§ **Activity**: If a line in the entries contains the word "instances", list it.

[Saved data entries]
+ + + + +

PR #1620, opened 2025-04-08
feat(pir): add report metric

madblex:
**Asana Task/Github Issue:** https://app.asana.com/0/0/1209781527904255
**Tech Design:** https://app.asana.com/0/0/1209769226280553

## Description

This PR adds the mechanism for reporting metrics from C-S-S through the native platforms.

Right now it's scoped to Broker Protection feature, but it can be used anywhere else.

## Testing Steps

- TODO

## Checklist

*Please tick all that apply:*


injected/src/features/broker-protection/metrics-reporting/types.d.ts
```diff
@@ -0,0 +1,44 @@
+import type { PirAction, ActionResponse } from '../types.js';
+
+/**
+ * All supported PIR metric names.
+ */
+export type PirMetricName = 'pir.action_error';
```
jonathanKingston, line 6: Don't all .d.ts files become globals, we've avoided them for anything we don't want to become globally defined.

Can we put them in the file instead as types with /* ... */ syntax?

injected/src/features/broker-protection/metrics-reporting/pir-metrics-reporting.js
```diff
@@ -0,0 +1,100 @@
+/** @typedef {import('@duckduckgo/messaging').Messaging} Messaging */
+/** @typedef {import("./types").PirMetric} PirMetric */
+/** @typedef {import("./types").ReportActionMetricParams} ReportActionMetricParams */
+/** @typedef {import("../types").PirAction} PirAction */
+
+import { ErrorResponse } from '../types';
+
+const SUPPORTED_ACTIONS_FOR_PIR_METRICS = ['getCaptchaInfo', 'solveCaptcha'];
```
jonathanKingston, line 8: What's the rationale here, to prevent bugs?

madblex: We just haven't audited the other actions' error messages for PII, added a clarifying comment

injected/src/features/broker-protection/metrics-reporting/types.d.ts
madblex: Oh ok, we should add this to a styleguide somewhere or enforce with an eslint rule (if possible)

jonathanKingston: Yeah if there's a way to enforce that'd be great. (I'm not aware of anything easy other than a dumb test that looks for .d.ts files and makes you add it to a list perhaps?)

injected/src/features/broker-protection/metrics-reporting/pir-metrics-reporting.js
jonathanKingston: Ah I see, I wonder if reportActionMetric should be part of the pir feature itself then? That way there's not a strong coupling to this file. I think we can then just make all content-feature.js instances get the this.metric implementation is my thinking.

madblex: @jonathanKingston 

> I wonder if reportActionMetric should be part of the pir feature itself then?

If we end up moving `reportMetric` to `ContentFeature`, then it makes sense. The initial reason I made it a separate class was for possibly being able to reuse in other PIR functions. If it comes to that, I guess we could pass the function as a parameter, even though it's not a great pattern.

> I think we can then just make all content-feature.js instances get the this.metric

Re/ the 2nd part, I wanted to make `reportMetric` a member of the `ContentFeature` class at the beginning, but got pushback [here](https://app.asana.com/1/137249556945/task/1209769226280553/comment/1209765279718711?focus=true).

jonathanKingston:
👋 @madblex — quick housekeeping: this PR hasn't been updated in ~13 months. Is it still active, or can it be closed out? No rush — just doing a sweep of stale PRs to keep the queue tidy. (I won't close it; leaving that to you.)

+ + + + +

§ **Solved problem**:
jonathanKingston: Ah I see, I wonder if reportActionMetric should be part of the pir feature itself then? That way there's not a strong coupling to this file. I think we can then just make all content-feature.js instances get the this.metric implementation is my thinking.
> I think we can then just make all content-feature.js instances get the this.metric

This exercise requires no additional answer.